ABOUT THIS TASK: Start at the first line of the listing below. Write out each line exactly, stopping after the one that contains "- https://github.com/elastic/elastic-package/pull/1160".

INPUT DATA:
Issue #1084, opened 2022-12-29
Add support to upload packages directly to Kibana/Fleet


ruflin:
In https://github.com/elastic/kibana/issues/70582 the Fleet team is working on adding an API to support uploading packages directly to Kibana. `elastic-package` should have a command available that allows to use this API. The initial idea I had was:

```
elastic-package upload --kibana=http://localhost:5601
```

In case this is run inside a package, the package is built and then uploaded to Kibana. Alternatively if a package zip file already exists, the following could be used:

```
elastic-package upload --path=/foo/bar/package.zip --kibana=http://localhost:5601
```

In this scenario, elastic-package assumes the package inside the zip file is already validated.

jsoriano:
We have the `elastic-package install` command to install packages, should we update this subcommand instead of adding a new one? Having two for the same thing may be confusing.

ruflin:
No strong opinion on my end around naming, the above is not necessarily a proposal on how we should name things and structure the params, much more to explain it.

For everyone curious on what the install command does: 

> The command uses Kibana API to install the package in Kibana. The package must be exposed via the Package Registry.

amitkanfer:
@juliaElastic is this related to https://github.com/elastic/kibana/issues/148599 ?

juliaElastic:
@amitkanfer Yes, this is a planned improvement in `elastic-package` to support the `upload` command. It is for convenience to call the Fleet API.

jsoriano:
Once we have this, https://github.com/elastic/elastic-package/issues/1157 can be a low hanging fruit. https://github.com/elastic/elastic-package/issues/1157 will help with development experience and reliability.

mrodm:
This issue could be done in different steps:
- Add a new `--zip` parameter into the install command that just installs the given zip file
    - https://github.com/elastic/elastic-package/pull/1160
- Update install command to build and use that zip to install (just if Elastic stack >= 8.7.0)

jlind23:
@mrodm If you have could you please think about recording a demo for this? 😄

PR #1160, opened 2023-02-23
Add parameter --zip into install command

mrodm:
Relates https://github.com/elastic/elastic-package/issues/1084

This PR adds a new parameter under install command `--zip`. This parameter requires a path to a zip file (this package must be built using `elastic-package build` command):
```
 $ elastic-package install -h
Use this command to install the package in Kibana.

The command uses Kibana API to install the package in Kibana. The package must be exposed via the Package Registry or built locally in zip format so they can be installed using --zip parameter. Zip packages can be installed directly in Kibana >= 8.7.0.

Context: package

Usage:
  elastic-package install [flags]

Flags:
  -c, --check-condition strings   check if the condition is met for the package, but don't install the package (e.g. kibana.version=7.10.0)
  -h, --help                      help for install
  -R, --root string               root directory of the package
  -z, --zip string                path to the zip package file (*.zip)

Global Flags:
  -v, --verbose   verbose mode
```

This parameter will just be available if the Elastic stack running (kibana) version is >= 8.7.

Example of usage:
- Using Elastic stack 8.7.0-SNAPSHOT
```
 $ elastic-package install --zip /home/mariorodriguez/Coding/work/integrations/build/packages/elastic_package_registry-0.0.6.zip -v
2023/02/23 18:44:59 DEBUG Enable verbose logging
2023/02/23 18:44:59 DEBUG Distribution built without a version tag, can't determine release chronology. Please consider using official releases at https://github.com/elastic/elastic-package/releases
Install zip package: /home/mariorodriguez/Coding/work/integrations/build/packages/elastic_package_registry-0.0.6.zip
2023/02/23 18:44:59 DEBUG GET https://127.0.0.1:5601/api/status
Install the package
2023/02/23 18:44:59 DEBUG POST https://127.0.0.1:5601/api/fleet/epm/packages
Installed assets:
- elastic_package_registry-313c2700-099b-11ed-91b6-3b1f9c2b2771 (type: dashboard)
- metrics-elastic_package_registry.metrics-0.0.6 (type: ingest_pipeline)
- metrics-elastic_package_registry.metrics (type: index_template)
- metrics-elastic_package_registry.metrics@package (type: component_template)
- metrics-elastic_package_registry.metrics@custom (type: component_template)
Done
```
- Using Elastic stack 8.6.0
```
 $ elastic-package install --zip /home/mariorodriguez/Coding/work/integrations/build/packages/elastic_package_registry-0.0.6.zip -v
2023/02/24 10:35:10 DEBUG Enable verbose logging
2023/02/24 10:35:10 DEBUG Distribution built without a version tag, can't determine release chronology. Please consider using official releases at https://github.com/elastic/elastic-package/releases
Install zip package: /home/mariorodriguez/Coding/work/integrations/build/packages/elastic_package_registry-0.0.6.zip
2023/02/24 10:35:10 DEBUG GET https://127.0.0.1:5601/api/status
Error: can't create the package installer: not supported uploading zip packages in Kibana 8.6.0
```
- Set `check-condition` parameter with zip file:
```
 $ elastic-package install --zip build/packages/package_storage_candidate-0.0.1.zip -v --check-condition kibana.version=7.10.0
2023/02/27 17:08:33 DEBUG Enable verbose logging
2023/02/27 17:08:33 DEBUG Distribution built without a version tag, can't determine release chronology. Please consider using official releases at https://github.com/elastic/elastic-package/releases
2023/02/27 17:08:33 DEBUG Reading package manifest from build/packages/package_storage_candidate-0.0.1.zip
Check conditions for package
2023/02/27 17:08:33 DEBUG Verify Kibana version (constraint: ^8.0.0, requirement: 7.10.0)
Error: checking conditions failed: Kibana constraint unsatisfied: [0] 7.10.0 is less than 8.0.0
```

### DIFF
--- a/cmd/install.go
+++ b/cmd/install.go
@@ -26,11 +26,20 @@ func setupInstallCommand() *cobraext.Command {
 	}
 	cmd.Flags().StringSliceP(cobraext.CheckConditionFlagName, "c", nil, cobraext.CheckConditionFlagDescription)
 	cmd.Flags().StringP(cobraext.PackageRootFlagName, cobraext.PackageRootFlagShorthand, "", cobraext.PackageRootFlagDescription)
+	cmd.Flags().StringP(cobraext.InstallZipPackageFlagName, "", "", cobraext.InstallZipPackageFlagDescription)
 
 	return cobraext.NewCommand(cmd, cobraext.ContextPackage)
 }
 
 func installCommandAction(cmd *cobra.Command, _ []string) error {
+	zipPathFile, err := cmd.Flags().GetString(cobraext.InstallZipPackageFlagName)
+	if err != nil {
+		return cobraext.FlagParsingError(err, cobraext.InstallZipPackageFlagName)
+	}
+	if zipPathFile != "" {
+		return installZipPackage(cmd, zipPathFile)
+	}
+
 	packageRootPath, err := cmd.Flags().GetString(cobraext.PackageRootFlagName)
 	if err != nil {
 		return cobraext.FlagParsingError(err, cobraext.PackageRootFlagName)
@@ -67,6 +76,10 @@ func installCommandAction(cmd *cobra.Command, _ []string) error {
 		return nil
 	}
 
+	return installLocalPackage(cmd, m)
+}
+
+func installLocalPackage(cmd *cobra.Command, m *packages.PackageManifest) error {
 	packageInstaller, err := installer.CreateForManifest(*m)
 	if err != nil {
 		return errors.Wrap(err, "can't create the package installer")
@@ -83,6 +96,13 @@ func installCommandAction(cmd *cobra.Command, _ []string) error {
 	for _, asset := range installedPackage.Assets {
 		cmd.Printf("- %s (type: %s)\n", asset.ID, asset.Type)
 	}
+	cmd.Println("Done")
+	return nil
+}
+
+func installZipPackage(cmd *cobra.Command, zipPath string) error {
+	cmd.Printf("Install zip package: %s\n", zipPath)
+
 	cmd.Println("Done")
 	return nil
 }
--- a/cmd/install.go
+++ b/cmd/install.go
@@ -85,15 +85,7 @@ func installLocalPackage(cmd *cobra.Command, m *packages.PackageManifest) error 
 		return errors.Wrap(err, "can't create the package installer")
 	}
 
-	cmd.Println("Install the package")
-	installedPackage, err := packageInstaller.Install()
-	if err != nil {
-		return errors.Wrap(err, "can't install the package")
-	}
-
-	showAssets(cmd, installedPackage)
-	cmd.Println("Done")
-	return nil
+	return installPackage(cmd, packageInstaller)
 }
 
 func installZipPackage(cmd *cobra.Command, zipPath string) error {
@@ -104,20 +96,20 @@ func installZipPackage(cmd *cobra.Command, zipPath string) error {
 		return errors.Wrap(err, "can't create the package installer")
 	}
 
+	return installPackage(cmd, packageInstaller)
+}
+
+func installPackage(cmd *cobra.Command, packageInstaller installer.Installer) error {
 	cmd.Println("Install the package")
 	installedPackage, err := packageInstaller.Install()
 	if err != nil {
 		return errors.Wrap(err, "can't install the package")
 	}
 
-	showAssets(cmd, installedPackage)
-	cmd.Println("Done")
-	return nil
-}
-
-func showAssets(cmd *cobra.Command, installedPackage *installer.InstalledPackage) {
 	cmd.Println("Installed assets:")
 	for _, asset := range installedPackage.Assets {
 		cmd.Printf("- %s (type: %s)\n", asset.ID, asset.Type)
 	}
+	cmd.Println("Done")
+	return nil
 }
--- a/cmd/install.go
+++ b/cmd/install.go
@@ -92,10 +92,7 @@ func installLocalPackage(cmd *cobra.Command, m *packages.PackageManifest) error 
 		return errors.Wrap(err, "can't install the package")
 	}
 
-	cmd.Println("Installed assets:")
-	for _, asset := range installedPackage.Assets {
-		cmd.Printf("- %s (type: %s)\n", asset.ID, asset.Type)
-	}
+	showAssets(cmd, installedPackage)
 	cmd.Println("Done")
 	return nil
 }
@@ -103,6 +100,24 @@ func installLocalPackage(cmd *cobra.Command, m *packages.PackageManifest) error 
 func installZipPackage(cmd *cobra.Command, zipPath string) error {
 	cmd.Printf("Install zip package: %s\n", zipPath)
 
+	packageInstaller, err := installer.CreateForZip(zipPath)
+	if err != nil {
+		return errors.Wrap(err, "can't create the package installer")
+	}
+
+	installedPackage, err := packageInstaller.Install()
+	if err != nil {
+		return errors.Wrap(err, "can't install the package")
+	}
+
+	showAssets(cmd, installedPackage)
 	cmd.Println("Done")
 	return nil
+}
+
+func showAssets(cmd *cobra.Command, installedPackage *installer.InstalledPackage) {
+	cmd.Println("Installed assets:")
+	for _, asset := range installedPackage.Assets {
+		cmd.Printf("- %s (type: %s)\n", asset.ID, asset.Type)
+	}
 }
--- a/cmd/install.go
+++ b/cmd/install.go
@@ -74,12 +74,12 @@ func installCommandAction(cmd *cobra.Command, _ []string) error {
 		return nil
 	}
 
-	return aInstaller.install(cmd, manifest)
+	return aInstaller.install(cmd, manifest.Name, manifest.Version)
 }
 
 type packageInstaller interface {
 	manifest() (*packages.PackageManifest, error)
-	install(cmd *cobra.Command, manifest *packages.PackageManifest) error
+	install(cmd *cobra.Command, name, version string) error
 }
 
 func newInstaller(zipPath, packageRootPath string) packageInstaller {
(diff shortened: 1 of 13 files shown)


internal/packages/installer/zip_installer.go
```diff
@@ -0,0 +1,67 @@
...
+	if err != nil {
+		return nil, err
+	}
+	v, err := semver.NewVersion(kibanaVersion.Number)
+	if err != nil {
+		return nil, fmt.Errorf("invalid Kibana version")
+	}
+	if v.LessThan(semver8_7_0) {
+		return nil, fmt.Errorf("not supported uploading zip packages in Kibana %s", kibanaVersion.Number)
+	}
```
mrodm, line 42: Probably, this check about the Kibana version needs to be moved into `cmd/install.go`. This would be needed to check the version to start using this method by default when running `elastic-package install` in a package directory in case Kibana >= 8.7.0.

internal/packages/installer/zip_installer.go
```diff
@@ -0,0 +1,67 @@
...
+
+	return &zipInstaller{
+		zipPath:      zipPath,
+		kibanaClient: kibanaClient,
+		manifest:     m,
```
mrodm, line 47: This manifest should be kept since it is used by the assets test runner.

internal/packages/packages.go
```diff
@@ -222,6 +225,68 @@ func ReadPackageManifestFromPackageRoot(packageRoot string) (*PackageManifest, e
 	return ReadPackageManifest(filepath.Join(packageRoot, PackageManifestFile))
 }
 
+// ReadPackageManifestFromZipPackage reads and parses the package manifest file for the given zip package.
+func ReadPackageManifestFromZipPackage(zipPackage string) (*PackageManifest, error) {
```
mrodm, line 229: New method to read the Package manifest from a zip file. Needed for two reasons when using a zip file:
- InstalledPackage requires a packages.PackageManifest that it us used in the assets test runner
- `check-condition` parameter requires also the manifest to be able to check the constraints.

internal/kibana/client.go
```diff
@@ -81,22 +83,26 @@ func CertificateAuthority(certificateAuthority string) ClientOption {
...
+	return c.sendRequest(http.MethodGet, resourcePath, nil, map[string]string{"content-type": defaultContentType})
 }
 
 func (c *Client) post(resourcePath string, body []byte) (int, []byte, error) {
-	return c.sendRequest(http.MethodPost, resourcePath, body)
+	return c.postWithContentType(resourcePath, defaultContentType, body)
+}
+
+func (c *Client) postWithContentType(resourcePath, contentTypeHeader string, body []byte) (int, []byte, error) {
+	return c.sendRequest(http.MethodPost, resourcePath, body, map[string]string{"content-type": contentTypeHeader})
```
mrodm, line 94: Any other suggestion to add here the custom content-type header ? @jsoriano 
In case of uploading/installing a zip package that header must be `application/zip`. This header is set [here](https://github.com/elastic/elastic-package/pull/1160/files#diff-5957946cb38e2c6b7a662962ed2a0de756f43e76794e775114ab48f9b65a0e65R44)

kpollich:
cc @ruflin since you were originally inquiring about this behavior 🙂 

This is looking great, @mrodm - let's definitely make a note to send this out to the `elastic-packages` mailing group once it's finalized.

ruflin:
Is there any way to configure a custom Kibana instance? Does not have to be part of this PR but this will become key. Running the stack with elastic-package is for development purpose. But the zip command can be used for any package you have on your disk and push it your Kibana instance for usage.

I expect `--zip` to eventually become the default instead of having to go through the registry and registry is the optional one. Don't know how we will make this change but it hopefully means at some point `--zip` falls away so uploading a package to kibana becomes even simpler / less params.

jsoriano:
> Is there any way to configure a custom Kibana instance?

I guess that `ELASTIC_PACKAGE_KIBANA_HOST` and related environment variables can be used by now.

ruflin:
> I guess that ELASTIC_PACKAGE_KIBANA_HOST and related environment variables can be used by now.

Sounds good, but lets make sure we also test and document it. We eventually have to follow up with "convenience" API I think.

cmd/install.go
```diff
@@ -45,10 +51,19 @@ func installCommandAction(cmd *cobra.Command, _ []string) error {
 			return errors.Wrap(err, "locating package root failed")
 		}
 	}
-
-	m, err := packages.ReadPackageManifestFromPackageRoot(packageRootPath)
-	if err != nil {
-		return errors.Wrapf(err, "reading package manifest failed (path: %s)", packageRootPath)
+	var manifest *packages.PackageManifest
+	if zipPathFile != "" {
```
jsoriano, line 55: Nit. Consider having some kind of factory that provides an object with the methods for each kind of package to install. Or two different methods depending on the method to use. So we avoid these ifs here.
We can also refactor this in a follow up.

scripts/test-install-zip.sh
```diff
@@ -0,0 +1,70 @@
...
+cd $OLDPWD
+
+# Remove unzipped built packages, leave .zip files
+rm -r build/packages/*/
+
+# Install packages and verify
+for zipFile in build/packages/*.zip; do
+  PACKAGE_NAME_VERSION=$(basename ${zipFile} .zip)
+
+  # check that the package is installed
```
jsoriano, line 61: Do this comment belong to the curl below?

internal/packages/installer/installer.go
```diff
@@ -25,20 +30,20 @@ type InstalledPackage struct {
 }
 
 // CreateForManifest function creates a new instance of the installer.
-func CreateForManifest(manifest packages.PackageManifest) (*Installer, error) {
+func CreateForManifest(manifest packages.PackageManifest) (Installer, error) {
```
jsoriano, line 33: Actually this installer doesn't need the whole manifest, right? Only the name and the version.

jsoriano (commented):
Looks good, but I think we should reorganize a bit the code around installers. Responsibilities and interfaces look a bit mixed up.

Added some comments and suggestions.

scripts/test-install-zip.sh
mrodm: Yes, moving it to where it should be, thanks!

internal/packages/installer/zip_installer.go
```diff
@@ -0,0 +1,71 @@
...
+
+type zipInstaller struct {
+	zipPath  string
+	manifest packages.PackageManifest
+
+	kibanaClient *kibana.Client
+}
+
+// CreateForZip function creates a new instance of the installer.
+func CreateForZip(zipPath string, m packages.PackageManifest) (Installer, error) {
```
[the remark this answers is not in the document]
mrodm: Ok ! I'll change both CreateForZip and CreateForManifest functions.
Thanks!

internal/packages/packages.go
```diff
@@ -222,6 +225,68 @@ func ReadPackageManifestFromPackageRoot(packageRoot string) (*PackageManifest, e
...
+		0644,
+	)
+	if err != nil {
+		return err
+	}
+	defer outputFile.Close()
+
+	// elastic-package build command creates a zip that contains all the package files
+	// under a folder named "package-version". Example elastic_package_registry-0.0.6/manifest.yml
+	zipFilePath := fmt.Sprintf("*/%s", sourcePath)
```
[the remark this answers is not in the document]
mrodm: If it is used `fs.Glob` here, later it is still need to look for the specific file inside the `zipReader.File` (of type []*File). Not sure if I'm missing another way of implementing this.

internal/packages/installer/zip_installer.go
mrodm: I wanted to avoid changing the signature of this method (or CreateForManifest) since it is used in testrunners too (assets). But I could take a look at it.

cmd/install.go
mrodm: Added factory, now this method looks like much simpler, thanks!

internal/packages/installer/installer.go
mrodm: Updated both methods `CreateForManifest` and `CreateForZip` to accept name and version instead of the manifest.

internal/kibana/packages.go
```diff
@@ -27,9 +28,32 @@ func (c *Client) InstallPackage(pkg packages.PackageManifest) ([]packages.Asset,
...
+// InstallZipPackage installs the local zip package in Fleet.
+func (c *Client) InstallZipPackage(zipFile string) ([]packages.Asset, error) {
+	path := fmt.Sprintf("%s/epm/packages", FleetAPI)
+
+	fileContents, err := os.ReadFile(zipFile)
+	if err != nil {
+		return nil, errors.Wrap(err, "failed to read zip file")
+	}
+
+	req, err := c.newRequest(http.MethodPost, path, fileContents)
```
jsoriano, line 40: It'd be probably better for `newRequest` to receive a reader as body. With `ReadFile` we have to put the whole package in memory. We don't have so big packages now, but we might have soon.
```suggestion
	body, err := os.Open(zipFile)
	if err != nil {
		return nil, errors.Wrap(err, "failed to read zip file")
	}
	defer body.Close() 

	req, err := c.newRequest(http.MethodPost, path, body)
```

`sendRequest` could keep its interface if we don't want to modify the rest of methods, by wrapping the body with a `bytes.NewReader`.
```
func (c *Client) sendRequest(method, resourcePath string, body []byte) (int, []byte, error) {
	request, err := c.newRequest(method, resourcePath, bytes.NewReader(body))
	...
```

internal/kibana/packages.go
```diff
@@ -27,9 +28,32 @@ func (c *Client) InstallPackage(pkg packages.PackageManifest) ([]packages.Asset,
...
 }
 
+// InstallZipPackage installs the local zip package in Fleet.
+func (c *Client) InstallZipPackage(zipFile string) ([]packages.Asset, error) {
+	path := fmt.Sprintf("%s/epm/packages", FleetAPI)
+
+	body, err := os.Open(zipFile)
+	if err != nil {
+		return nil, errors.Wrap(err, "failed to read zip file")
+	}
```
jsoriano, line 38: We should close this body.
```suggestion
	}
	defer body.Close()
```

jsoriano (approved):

TASK SOLUTION:
Issue #1084, opened 2022-12-29
Add support to upload packages directly to Kibana/Fleet


ruflin:
In https://github.com/elastic/kibana/issues/70582 the Fleet team is working on adding an API to support uploading packages directly to Kibana. `elastic-package` should have a command available that allows to use this API. The initial idea I had was:

```
elastic-package upload --kibana=http://localhost:5601
```

In case this is run inside a package, the package is built and then uploaded to Kibana. Alternatively if a package zip file already exists, the following could be used:

```
elastic-package upload --path=/foo/bar/package.zip --kibana=http://localhost:5601
```

In this scenario, elastic-package assumes the package inside the zip file is already validated.

jsoriano:
We have the `elastic-package install` command to install packages, should we update this subcommand instead of adding a new one? Having two for the same thing may be confusing.

ruflin:
No strong opinion on my end around naming, the above is not necessarily a proposal on how we should name things and structure the params, much more to explain it.

For everyone curious on what the install command does: 

> The command uses Kibana API to install the package in Kibana. The package must be exposed via the Package Registry.

amitkanfer:
@juliaElastic is this related to https://github.com/elastic/kibana/issues/148599 ?

juliaElastic:
@amitkanfer Yes, this is a planned improvement in `elastic-package` to support the `upload` command. It is for convenience to call the Fleet API.

jsoriano:
Once we have this, https://github.com/elastic/elastic-package/issues/1157 can be a low hanging fruit. https://github.com/elastic/elastic-package/issues/1157 will help with development experience and reliability.

mrodm:
This issue could be done in different steps:
- Add a new `--zip` parameter into the install command that just installs the given zip file
    - https://github.com/elastic/elastic-package/pull/1160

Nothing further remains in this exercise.